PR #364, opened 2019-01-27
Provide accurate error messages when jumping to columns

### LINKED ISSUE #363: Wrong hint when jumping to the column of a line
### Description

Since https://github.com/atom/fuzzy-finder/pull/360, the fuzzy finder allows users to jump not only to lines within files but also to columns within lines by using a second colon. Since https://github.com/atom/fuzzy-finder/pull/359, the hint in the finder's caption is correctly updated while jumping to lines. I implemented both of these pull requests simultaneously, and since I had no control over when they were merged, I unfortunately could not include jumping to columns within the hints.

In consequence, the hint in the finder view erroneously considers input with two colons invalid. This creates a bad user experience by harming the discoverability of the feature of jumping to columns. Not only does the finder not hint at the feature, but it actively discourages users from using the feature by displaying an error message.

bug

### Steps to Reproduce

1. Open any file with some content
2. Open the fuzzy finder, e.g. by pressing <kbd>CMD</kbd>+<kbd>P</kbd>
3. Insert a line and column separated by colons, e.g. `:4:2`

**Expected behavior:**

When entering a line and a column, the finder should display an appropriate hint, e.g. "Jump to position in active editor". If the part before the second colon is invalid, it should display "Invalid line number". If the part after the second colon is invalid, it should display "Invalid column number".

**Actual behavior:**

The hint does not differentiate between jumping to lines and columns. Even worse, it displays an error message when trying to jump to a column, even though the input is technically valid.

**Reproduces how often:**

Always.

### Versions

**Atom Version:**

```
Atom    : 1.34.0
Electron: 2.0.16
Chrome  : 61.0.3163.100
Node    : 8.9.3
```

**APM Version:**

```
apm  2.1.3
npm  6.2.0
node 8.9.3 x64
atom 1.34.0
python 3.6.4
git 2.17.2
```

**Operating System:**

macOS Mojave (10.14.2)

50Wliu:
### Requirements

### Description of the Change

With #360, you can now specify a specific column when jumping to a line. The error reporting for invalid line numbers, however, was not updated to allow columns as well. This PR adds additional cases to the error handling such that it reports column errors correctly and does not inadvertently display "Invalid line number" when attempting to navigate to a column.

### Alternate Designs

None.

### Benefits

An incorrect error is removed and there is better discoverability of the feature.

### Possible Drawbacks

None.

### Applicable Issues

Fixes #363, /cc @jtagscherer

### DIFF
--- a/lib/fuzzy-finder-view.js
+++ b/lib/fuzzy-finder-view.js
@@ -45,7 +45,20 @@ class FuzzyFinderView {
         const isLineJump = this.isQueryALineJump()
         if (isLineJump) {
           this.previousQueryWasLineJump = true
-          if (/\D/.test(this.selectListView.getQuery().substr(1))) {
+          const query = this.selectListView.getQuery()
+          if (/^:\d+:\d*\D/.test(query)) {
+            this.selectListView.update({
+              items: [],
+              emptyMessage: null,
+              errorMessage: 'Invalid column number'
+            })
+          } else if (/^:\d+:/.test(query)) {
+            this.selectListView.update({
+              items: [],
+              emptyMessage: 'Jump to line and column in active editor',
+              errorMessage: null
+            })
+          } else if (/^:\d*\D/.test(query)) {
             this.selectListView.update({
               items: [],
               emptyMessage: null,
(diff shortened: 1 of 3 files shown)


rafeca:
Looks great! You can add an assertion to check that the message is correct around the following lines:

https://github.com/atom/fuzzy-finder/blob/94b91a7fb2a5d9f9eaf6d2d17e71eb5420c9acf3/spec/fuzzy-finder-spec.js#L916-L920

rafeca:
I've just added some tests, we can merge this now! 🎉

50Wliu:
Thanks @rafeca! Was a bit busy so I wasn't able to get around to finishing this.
▬▬▬
Every line above with the word "lines" is to be copied out.

**TASK OUTPUT**
Since https://github.com/atom/fuzzy-finder/pull/360, the fuzzy finder allows users to jump not only to lines within files but also to columns within lines by using a second colon. Since https://github.com/atom/fuzzy-finder/pull/359, the hint in the finder's caption is correctly updated while jumping to lines. I implemented both of these pull requests simultaneously, and since I had no control over when they were merged, I unfortunately could not include jumping to columns within the hints.
The hint does not differentiate between jumping to lines and columns. Even worse, it displays an error message when trying to jump to a column, even though the input is technically valid.
Looks great! You can add an assertion to check that the message is correct around the following lines:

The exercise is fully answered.